TASK REQUIREMENTS: In the listing below, the line containing "make that work..~" marks the end; copy exactly every line from the first through that one.

-----

PR #400, opened 2024-04-07
Make Mesh into a dataclass

alexfikl:
This starts making `Mesh` into a dataclass. Right now it's mostly just porting away from `pytools.Record`, since it's hard to make it a clean dataclass while being backwards compatible.

The main additions are:
* a `make_mesh` factory function that does all the work of the Mesh constructor.
* a `check_mesh_consistency` function that does all the checking. This seemed useful to make public, since the dataclass version won't do any checking on `replace(mesh, ...)` and it may still be wanted sometimes?
* ~`get_nodal_adjacency` and `get_facial_adjacency_groups` to replace the property versions.~

~The nodal / facial adjacency attributes were very annoying. Currently it overwrites `__getattribute__` to make it behave a bit like before. Let me know if you have some better ideas on how to make that work..~

This is still a WIP, but I had it lying around for a while, so might as well. Things still to do:
* [x] Run the CI and make everything actually works. Currently it *works on my machine*™
* [x] Left a few remarks / questions below that should be looked at.
* [x] Port at least the internal uses of the various functions to avoid deprecation warnings.
* [x] Not quite sure why the documentation build is failing? It seems to dislike the tikz stuff, but that shouldn't have changed..


meshmode/mesh/__init__.py
```diff
@@ -730,52 +733,480 @@ def as_python(self):
...
+        groups: Iterable[MeshElementGroup],
+        *,
+        vertices: Optional[np.ndarray] = None,
+        nodal_adjacency: Optional[NodalAdjacencyLike] = None,
+        facial_adjacency_groups: Optional[FacialAdjacencyLike] = None,
+        is_conforming: Optional[bool] = None,
+        # dtypes
+        vertex_id_dtype: DTypeLike = "uint32",
+        element_id_dtype: DTypeLike = "uint32",
+        face_id_dtype: DTypeLike = "uint8",
```
alexfikl, line 799: Made these `uint` instead of `int`. Does that break anything?

meshmode/mesh/__init__.py
```diff
@@ -730,52 +733,480 @@ def as_python(self):
...
+    # TODO: the default is deprecated
+    is_conforming: Optional[bool] = None
+    """*True* if it is known that all element interfaces are conforming. *False*
+    if it is known that some element interfaces are non-conforming. *None* if
+    neither of the two is known.
+    """
 
-    .. attribute:: vertices
+    # TODO: defaults are deprecated
+    vertex_id_dtype: np.dtype = np.dtype(np.uint32)
```
alexfikl, line 972: Not quite sure how defaults work with `init=False` in dataclasses. Are these needed at all? Should try that out..

meshmode/mesh/__init__.py
```diff
@@ -730,52 +733,480 @@ def as_python(self):
...
+    face_id_dtype: np.dtype = np.dtype(np.uint8)
+    """The :class:`~numpy.dtype` used to index element faces (relative to each
+    element).
+    """
 
-        *None* or an array of vertex coordinates with shape
-        *(ambient_dim, nvertices)*. If *None*, vertices are not
-        known for this mesh.
+    # TODO: these have the wrong types for the moment to silence mypy
+    nodal_adjacency: NodalAdjacency = None
```
alexfikl, line 984: The actual type should be `Union[None, Literal[False], NodalAdjacency]`, but mypy complains on all calls to `mesh.nodal_adjacency` because it doesn't know we did some `__getattribute__` magic below..

meshmode/mesh/__init__.py
```diff
@@ -730,52 +733,480 @@ def as_python(self):
...
+             "standard 'replace' function.",
+             DeprecationWarning, stacklevel=2)
+
+        # TODO: these should be removed with __getattribute__
+        kwargs["nodal_adjacency"] = kwargs.get(
+            "nodal_adjacency", self._nodal_adjacency)
+        kwargs["facial_adjacency_groups"] = kwargs.get(
+            "facial_adjacency_groups", self._facial_adjacency_groups)
+
+        return replace(self, **kwargs)
```
alexfikl, line 1092: The `copy` isn't really deprecated, but I'm not quite sure what to do with it. The problem is that just doing a `replace(mesh, ...)` will force a computation of `nodal_adjacency` because of that `__getattribute__` hackery..

meshmode/mesh/processing.py
```diff
@@ -451,6 +451,9 @@ def _get_mesh_part(
 
     .. versionadded:: 2017.1
     """
+    if mesh.vertices is None:
+        raise ValueError("Mesh must have vertices")
+
```
alexfikl, line 456: These were added for `mypy`. Apparently now that the mesh is a dataclass, it suddenly realized the vertices can be None :grin:

meshmode/mesh/__init__.py
alexfikl: Also, should this set `_factory_constructed=False`? Before, the consistency checks were run on each `Mesh(...)` call, but now they would just be called if the original mesh was not made with `make_mesh(...)`

meshmode/mesh/__init__.py
alexfikl: Well, breaks `firedrake` at least, but that's easily fixable. Might be better to revert..

meshmode/mesh/__init__.py
alexfikl: Seems like it works just fine!

meshmode/mesh/__init__.py
alexfikl: Might be easier to just use a different name for the dataclass fields? Suggestions?

meshmode/mesh/__init__.py
alexfikl: Might be easier to just use a different name for the dataclass fields? Suggestions?

meshmode/mesh/__init__.py
```diff
@@ -730,52 +733,479 @@ def as_python(self):
...
+    """
 
-    .. attribute:: vertices
+    vertex_id_dtype: np.dtype
+    """The :class:`~numpy.dtype` used to index into the vertex array."""
+    element_id_dtype: np.dtype
+    """The :class:`~numpy.dtype` used to index into the element array (relative
+    to each group).
+    """
+    face_id_dtype: np.dtype
```
alexfikl, line 976: Firedrake is currently failing because this isn't a class attribute anymore.

inducer: Seems to be OK now?

meshmode/mesh/__init__.py
inducer: If it isn't meant to be deprecated, why have a warning that it is? I'm not sure I understand.

meshmode/mesh/__init__.py
```diff
@@ -730,52 +733,479 @@ def as_python(self):
...
+                 "removed in 2025. Use 'get_facial_adjacency_groups' instead.",
+                 DeprecationWarning, stacklevel=2)
+
+            return self.get_facial_adjacency_groups()
+        else:
+            return object.__getattribute__(self, name)
+
+    @property
+    def _nodal_adjacency(self) -> NodalAdjacency:
+        return object.__getattribute__(self, "nodal_adjacency")
```
inducer, line 1167: Is this just to hide this attribute access from mypy?

meshmode/mesh/__init__.py
alexfikl: Yeah, I'll remove that. I added it before I realized that the special handling for the adjacency stuff is still required..

Ideally we would deprecate it and rely on `dataclasses.replace` though.

meshmode/mesh/__init__.py
alexfikl: Yeah, fixed the firedrake code.

meshmode/mesh/__init__.py
alexfikl: To explain the issue, hopefully a bit more clearly, e.g. for `nodal_adjacency`:
* On `main`, `nodal_adjacency` is a property that caches the construction of the adjacency.
* With dataclasses, I thought `nodal_adjacency` should a simple attribute so that it gets copied around on `replace`. That's why there's a `get_nodal_adjancency` method now that does the caching.

The property thing really clashes with making it a dataclass field, so I tried to hack around it, but not sure that's very nice..

inducer: Maybe I'm being dense here, but why not have the adjacency-related dataclass attributes be underscored?

alexfikl: Is that ok? I mostly shied away from that because `Mesh(..., _nodal_adjancency=nodal_adjancency)` looks like we're doing something hidden.

meshmode/mesh/__init__.py
alexfikl: No, it's worse.. it's to not go through the `Mesh.__getattribute__` hackery :( This would very nicely go away with your underscoring suggestion though!

meshmode/mesh/__init__.py
inducer: That seems totally fine to me. The constructor is only called internally anyway, at least in the future.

-----

WRITTEN ANSWER:
PR #400, opened 2024-04-07
Make Mesh into a dataclass

alexfikl:
This starts making `Mesh` into a dataclass. Right now it's mostly just porting away from `pytools.Record`, since it's hard to make it a clean dataclass while being backwards compatible.

The main additions are:
* a `make_mesh` factory function that does all the work of the Mesh constructor.
* a `check_mesh_consistency` function that does all the checking. This seemed useful to make public, since the dataclass version won't do any checking on `replace(mesh, ...)` and it may still be wanted sometimes?
* ~`get_nodal_adjacency` and `get_facial_adjacency_groups` to replace the property versions.~

~The nodal / facial adjacency attributes were very annoying. Currently it overwrites `__getattribute__` to make it behave a bit like before. Let me know if you have some better ideas on how to make that work..~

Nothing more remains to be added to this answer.